0–1: self-conviction; pitch decks; strategic theme alignment. Maximum 0.1 by design.
1–2: stakeholder/colleague review. Groups have biases; can produce worse decisions than individuals.
2–3: back-of-envelope estimates and plans.
3–4: anecdotal data — a handful of interviews, a competitor has this feature.
4–5: market data from surveys, competitive analysis, field research.
5–9: tests (usability tests, fake doors, early adopter programmes, previews).
8–10: experiments (AB tests, multivariate tests, staged rollouts).

Key principle: tie investment to confidence level. Start with cheap tests to gain confidence before committing to full builds.

S — Steps

The wrong version: ‘build an MVP’ = build something roughly complete and ship it. This conflates discovery and delivery.

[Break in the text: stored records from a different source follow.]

PR #1649, opened 2026-05-14
fix(ruby): accept both "_" and "." tag separators from ruby/ruby

rhiroe:
ruby/ruby switched its release tag separator from "\_" (e.g. v3_4_9) to "." (e.g. v4.0.4) starting at Ruby 4.0.0. The current regex in find_version_from_git_tags only matches the "\_" form, so VERSION=latest and ADDITIONAL_VERSIONS resolution silently skip every 4.x release.

Normalize the tag list with `tr "_" "."` before matching and use "." canonically in the regex. The `separator` parameter is no longer consulted for matching, so drop the now-redundant `"_"` argument from the three ruby call sites.

### DIFF
--- a/src/ruby/devcontainer-feature.json
+++ b/src/ruby/devcontainer-feature.json
@@ -1,6 +1,6 @@
 {
     "id": "ruby",
-    "version": "1.3.2",
+    "version": "1.3.3",
     "name": "Ruby (via rvm)",
     "documentationURL": "https://github.com/devcontainers/features/tree/main/src/ruby",
     "description": "Installs Ruby, rvm, rbenv, common Ruby utilities, and needed dependencies.",
--- a/src/ruby/install.sh
+++ b/src/ruby/install.sh
@@ -147,17 +147,17 @@ find_version_from_git_tags() {
     local repository=$2
     local prefix=${3:-"tags/v"}
     local separator=${4:-"."}
-    local last_part_optional=${5:-"false"}    
+    local last_part_optional=${5:-"false"}
     if [ "$(echo "${requested_version}" | grep -o "." | wc -l)" != "2" ]; then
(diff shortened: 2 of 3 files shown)


rhiroe:

Kaniska244 (changes requested):
Hi @rhiroe 

Thank you for the contribution. Would you kindly bump the feature version and also add relevant test cases if applicable for this change. Also please check the failing tests.

rhiroe:
The CI failure is caused by RVM's stable branch not including Ruby 4.x in its known rubies list (it currently tops out at `ruby-3.0.0`). Ruby 4.x is already present in RVM's master branch but has not yet been merged into stable.
 
Because `install.sh` uses `curl -sSL https://get.rvm.io | bash -s stable`, the installed RVM does not recognize `4.0.4` as a known MRI ruby. As a result, the default alias is created as `4.0.4` instead of `ruby-4.0.4`, producing a dangling symlink at `/usr/local/rvm/rubies/default`. This causes `which gem` to return nothing, and `${ROOT_GEM} install rake` expands to `install rake` — invoking the system install command instead of gem install.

The right version: a spectrum of validation methods, from zero-code to full release, ordered by cost and confidence gained:

Level	Examples	Cost
Assessment	ICE analysis, assumption mapping, stakeholder 1:1s, business modelling	Very low
Data	User interviews, competitive analysis, surveys, field observation	Low–medium
Fake/low-fidelity tests	Fake door, smoke test, Wizard of Oz, concierge	Low
Rough builds	Fish food (team testing), early adopter programme, longitudinal study	Medium
More complete builds	Dog fooding, preview, beta, labs	Medium–high
Experiments	AB test, multivariate, staged rollout, hold-backs	High

Each step is a learning milestone, not an engineering milestone. After each step, the team can: continue (if evidence positive), pivot the idea, or kill it and pick the next ICE idea.

T — Tasks

The wrong version: developers live in Agile world (story points, Jira tickets), managers live in planning world (roadmaps, strategy), PMs stuck in the middle trying to translate. Developers are disengaged from users and outcomes.

The right version: GIST board — a team-level tool showing:

Goals (key results, max 4, set at start of quarter)
Ideas under consideration (with ICE scores)
Next steps for each idea (learning milestones)

Updated continuously. Team reviews every two weeks. The discussion: Are we still working on the right ideas? How are we doing against goals? What’s blocking the most important steps? This ‘middle layer’ discussion is the one that usually doesn’t happen.

GIST board replaces (or supplements) the product backlog with a steps backlog — a queue of validation steps rather than features to ship.

Outcome vs. release roadmaps

Release roadmaps pre-commit to solutions with low confidence. They create a ‘launch by October’ mandate that kills evidence-guided behaviour even in teams that want to be evidence-guided.

Outcome roadmaps commit to goals: ‘reduce churn by X% by Q4.’ The solution is left open until confidence is gained. When a high-confidence idea is ready to ship, it can be promoted to a dated release milestone. The shift is culturally disruptive — requires exec alignment.

Stage calibration

Stage	GIST adaptation
Pre-PMF startup	Goal: find PMF. Iterate fast. North Star and business KPI may be unknown. Full metrics trees are overkill.
Series A–B	Goal: establish business model. Start building metrics. Lightweight GIST board useful.
Scale-up	Full GIST, metrics trees, outcome roadmaps. The cost of opinion-based development is highest here (more people, more wasted capacity).